Exercise details: Reproduce each line of the listing exactly.

#####

PR #24843, opened 2023-05-22
FIX svg image not displaying with Chromium (Chrome, Brave, etc...)

hregis:


eldy:
I can't reproduce the problem. Can you describe how to reproduce.
Note that image of company is also used inside pdf and odt, so file format is limited to png jpg and jpeg for this reason.
Are you speaking about the image set into home - setup - company ? The squarre image or the other one ?

hregis:
@eldy it concerned the default image "dolibarr_logo.svg" on a fresh install, I replace it with my own logo in svg, but apparently it was my image that was not converted correctly! sorry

#####

Answer to this task:
PR #24843, opened 2023-05-22
FIX svg image not displaying with Chromium (Chrome, Brave, etc...)

hregis:


eldy:
I can't reproduce the problem. Can you describe how to reproduce.
Note that image of company is also used inside pdf and odt, so file format is limited to png jpg and jpeg for this reason.
Are you speaking about the image set into home - setup - company ? The squarre image or the other one ?

hregis:
@eldy it concerned the default image "dolibarr_logo.svg" on a fresh install, I replace it with my own logo in svg, but apparently it was my image that was not converted correctly! sorry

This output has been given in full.